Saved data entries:
PR #548, opened 2022-03-16
🐛 Cpp Pointers Fix Typesetting

jameshughes89:
### What
- Replace the tab with spaces so it formats correctly
- Make images bigger to be viewable
- ~Remove "sorting" from reference since these ain't sorting images.~
- Remove reference to images from wiki because they not from wiki


twentylemon (approved):
😮

jameshughes89:
> 😮
:C::P:

PR #551, opened 2022-03-17
:new: 🎓 Cpp Static Arrays

jameshughes89:
### Related Issues or PRs
#309

### What
Add a section on static arrays

### Why
Still not sure why

### Additional Notes
I figure ending with the pointer stuff will lead into the heap dynamic arrays better.


src/site/cpp-arrays.rst
```diff
@@ -23,6 +23,129 @@ C++ Lessons #3 --- Arrays
...
+    an integer needs (typically 4 bytes). Further, if you have an array ``int foo[5]``,  and ask ``sizeof(foo)``, it
+    will return the total amount of RAM that array uses (in this case, one would expect 20 bytes --- room for 5
+    integers, and an integer takes up 4 bytes). With this, I can calculate the size of the array with
+    ``sizeof(foo)/sizeof(foo[0])``.
+
+
+Arrays vs. Pointers
+-------------------
+
+* Arrays and pointers behave similarly
```
twentylemon, line 104: This is potentially confusing. Arrays are references, not pointers. You can, however, dereference a pointer and offset it just like an array. The `[x]` operator actually means to dereference and offset by `x * sizeof(type)`, so it can apply to any referential type.

Maybe this topic just sucks.

twentylemon (approved):

src/site/cpp-arrays.rst
jameshughes89: yuck

jameshughes89: I'll leave as is because I just don't care.

PR #552, opened 2022-03-17
🎓 🆕 💩 Cpp Dynamic Arrays

### LINKED ISSUE #309: :mortar_board: :new: Add C++ "aside" covering static and dynamic arrays
### What 
Create an aside (or something similar) covering C++ static and dynamic arrays.

### Why
Will introduce students to another similar language. This shows what is similar/disimilar, which is cool. It will also provide students with some details on C++ for if/when they use it. 

### Where
Early in the course. Probably after Topic 2. 

### How
Copy/paste contents from last year's slides. 

### Additional Notes
Not looking to cover enough details such that they are proficient in C++, but that they are familiar with important concepts that they can go look into if/when they need it.

jameshughes89:
### Related Issues or PRs
Closes #309

### What
Describe dynamic arrays

### Why
Feels like I should mention it I guess. 

### Additional Notes
1. I added a section on the heap to basically say that I am not going into it, but here is some trivia. 
2. I propose a new emoji for the Cpp asides 💩

### DIFF
--- a/src/site/cpp-arrays.rst
+++ b/src/site/cpp-arrays.rst
@@ -178,6 +178,8 @@ Dynamic Arrays
 * Fortunately, there is still a way to do this, but we need to allocate the memory on the *heap*
     * Cpp does not manage this memory for us
     * We must take care to allocate and deallocate the memory we use in the heap
+    * If we do not deallocate the memory, we end up with something called a memory leak
+        * Your program is taking up more and more memory, but it's just waisting space
 
 * In the below example, we can allocate memory in the heap with the ``new`` keyword
 * Notice that the variable ``foo`` is a pointer to an integer
--- a/src/site/cpp-arrays.rst
+++ b/src/site/cpp-arrays.rst
@@ -174,8 +174,25 @@ Dynamic Arrays
     int foo[size];
 
 
+* However, it is not unreasonable to want to have an array that's size is determined at runtime
+* Fortunately, there is still a way to do this, but we need to allocate the memory on the *heap*
+    * Cpp does not manage this memory for us
+    * We must take care to allocate and deallocate the memory we use in the heap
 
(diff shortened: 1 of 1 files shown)


twentylemon:
> 2\. I propose a new emoji for the Cpp asides hankey

:100:

src/site/cpp-arrays.rst
```diff
@@ -158,6 +158,107 @@ Arrays vs. Pointers
...
+
+    int size;
+    std::cin >> size;
+    int foo[size];
+
+
+* However, it is not unreasonable to want to have an array that's size is determined at runtime
+* Fortunately, there is still a way to do this, but we need to allocate the memory on the *heap*
+    * Cpp does not manage this memory for us
+    * We must take care to allocate and deallocate the memory we use in the heap
```
twentylemon, line 180: Worth mentioning failing to free memory leads to a memory leak. I imagine they'll be familiar with the term but not actually know what it refers to.

src/site/cpp-arrays.rst
```diff
@@ -158,6 +158,107 @@ Arrays vs. Pointers
...
+        foo[i] = i;
+    }
+
+    // print out array contents
+    for(int i = 0; i < size; i++){
+        std::cout << foo[i] << std::endl;
+    }
+
+    // Delete the array
+    delete[] foo;
```
twentylemon, line 216: Watch it, don't use `delete`. Gotta make sure it's `delete[]`.

I'm so glad the universe invented garbage collection.

src/site/cpp-arrays.rst
```diff
@@ -158,6 +158,107 @@ Arrays vs. Pointers
...
+
+
+Deallocating RAM
+----------------
```
twentylemon, line 220: Memory, not ram. There's no guarentee that the heap is even RAM.

twentylemon (approved):

Issue #899, opened 2023-04-27
:telescope: :technologist: Eliminate exceptions when removing non existing elements


jameshughes89:
### Related Issues or PRs
From a discussion in the [cs102 course](https://github.com/jameshughes89/cs201/pull/30#discussion_r1178297250)

### What 
Remove exceptions being thrown when removing a non-existing element from a collection

### Why
1. Doesn't really make sense since the remove methods return a boolean already 
2. It's non consistent with Java's collections 

### Where
From a quick look, this would be in
- `Bag` interface
- `SortedBag` interface
- `IndexedBag` interface
- `ArraySortedBag` class
- `ArrayIndexedBag` class
- `BinaryTree` interface
- `BinarySearchTree` interface
- `LinkedBinarySearchTree` class

Their various tests too. 

This will likely cause issues with line numbers of the code and other bits of code. 

### How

*TASK STATEMENT:*
Your task is to copy every entry above, exactly as written.

*FINISHED TASK:*
PR #548, opened 2022-03-16
🐛 Cpp Pointers Fix Typesetting

jameshughes89:
### What
- Replace the tab with spaces so it formats correctly
- Make images bigger to be viewable
- ~Remove "sorting" from reference since these ain't sorting images.~
- Remove reference to images from wiki because they not from wiki


twentylemon (approved):
😮

jameshughes89:
> 😮
:C::P:

PR #551, opened 2022-03-17
:new: 🎓 Cpp Static Arrays

jameshughes89:
### Related Issues or PRs
#309

### What
Add a section on static arrays

### Why
Still not sure why

### Additional Notes
I figure ending with the pointer stuff will lead into the heap dynamic arrays better.


src/site/cpp-arrays.rst
```diff
@@ -23,6 +23,129 @@ C++ Lessons #3 --- Arrays
...
+    an integer needs (typically 4 bytes). Further, if you have an array ``int foo[5]``,  and ask ``sizeof(foo)``, it
+    will return the total amount of RAM that array uses (in this case, one would expect 20 bytes --- room for 5
+    integers, and an integer takes up 4 bytes). With this, I can calculate the size of the array with
+    ``sizeof(foo)/sizeof(foo[0])``.
+
+
+Arrays vs. Pointers
+-------------------
+
+* Arrays and pointers behave similarly
```
twentylemon, line 104: This is potentially confusing. Arrays are references, not pointers. You can, however, dereference a pointer and offset it just like an array. The `[x]` operator actually means to dereference and offset by `x * sizeof(type)`, so it can apply to any referential type.

Maybe this topic just sucks.

twentylemon (approved):

src/site/cpp-arrays.rst
jameshughes89: yuck

jameshughes89: I'll leave as is because I just don't care.

PR #552, opened 2022-03-17
🎓 🆕 💩 Cpp Dynamic Arrays

### LINKED ISSUE #309: :mortar_board: :new: Add C++ "aside" covering static and dynamic arrays
### What 
Create an aside (or something similar) covering C++ static and dynamic arrays.

### Why
Will introduce students to another similar language. This shows what is similar/disimilar, which is cool. It will also provide students with some details on C++ for if/when they use it. 

### Where
Early in the course. Probably after Topic 2. 

### How
Copy/paste contents from last year's slides. 

### Additional Notes
Not looking to cover enough details such that they are proficient in C++, but that they are familiar with important concepts that they can go look into if/when they need it.

jameshughes89:
### Related Issues or PRs
Closes #309

### What
Describe dynamic arrays

### Why
Feels like I should mention it I guess. 

### Additional Notes
1. I added a section on the heap to basically say that I am not going into it, but here is some trivia. 
2. I propose a new emoji for the Cpp asides 💩

### DIFF
--- a/src/site/cpp-arrays.rst
+++ b/src/site/cpp-arrays.rst
@@ -178,6 +178,8 @@ Dynamic Arrays
 * Fortunately, there is still a way to do this, but we need to allocate the memory on the *heap*
     * Cpp does not manage this memory for us
     * We must take care to allocate and deallocate the memory we use in the heap
+    * If we do not deallocate the memory, we end up with something called a memory leak
+        * Your program is taking up more and more memory, but it's just waisting space
 
 * In the below example, we can allocate memory in the heap with the ``new`` keyword
 * Notice that the variable ``foo`` is a pointer to an integer
--- a/src/site/cpp-arrays.rst
+++ b/src/site/cpp-arrays.rst
@@ -174,8 +174,25 @@ Dynamic Arrays
     int foo[size];
 
 
+* However, it is not unreasonable to want to have an array that's size is determined at runtime
+* Fortunately, there is still a way to do this, but we need to allocate the memory on the *heap*
+    * Cpp does not manage this memory for us
+    * We must take care to allocate and deallocate the memory we use in the heap
 
(diff shortened: 1 of 1 files shown)


twentylemon:
> 2\. I propose a new emoji for the Cpp asides hankey

:100:

src/site/cpp-arrays.rst
```diff
@@ -158,6 +158,107 @@ Arrays vs. Pointers
...
+
+    int size;
+    std::cin >> size;
+    int foo[size];
+
+
+* However, it is not unreasonable to want to have an array that's size is determined at runtime
+* Fortunately, there is still a way to do this, but we need to allocate the memory on the *heap*
+    * Cpp does not manage this memory for us
+    * We must take care to allocate and deallocate the memory we use in the heap
```
twentylemon, line 180: Worth mentioning failing to free memory leads to a memory leak. I imagine they'll be familiar with the term but not actually know what it refers to.

src/site/cpp-arrays.rst
```diff
@@ -158,6 +158,107 @@ Arrays vs. Pointers
...
+        foo[i] = i;
+    }
+
+    // print out array contents
+    for(int i = 0; i < size; i++){
+        std::cout << foo[i] << std::endl;
+    }
+
+    // Delete the array
+    delete[] foo;
```
twentylemon, line 216: Watch it, don't use `delete`. Gotta make sure it's `delete[]`.

I'm so glad the universe invented garbage collection.

src/site/cpp-arrays.rst
```diff
@@ -158,6 +158,107 @@ Arrays vs. Pointers
...
+
+
+Deallocating RAM
+----------------
```
twentylemon, line 220: Memory, not ram. There's no guarentee that the heap is even RAM.

twentylemon (approved):

Issue #899, opened 2023-04-27
:telescope: :technologist: Eliminate exceptions when removing non existing elements


jameshughes89:
### Related Issues or PRs
From a discussion in the [cs102 course](https://github.com/jameshughes89/cs201/pull/30#discussion_r1178297250)

### What 
Remove exceptions being thrown when removing a non-existing element from a collection

### Why
1. Doesn't really make sense since the remove methods return a boolean already 
2. It's non consistent with Java's collections 

### Where
From a quick look, this would be in
- `Bag` interface
- `SortedBag` interface
- `IndexedBag` interface
- `ArraySortedBag` class
- `ArrayIndexedBag` class
- `BinaryTree` interface
- `BinarySearchTree` interface
- `LinkedBinarySearchTree` class

Their various tests too. 

This will likely cause issues with line numbers of the code and other bits of code. 

### How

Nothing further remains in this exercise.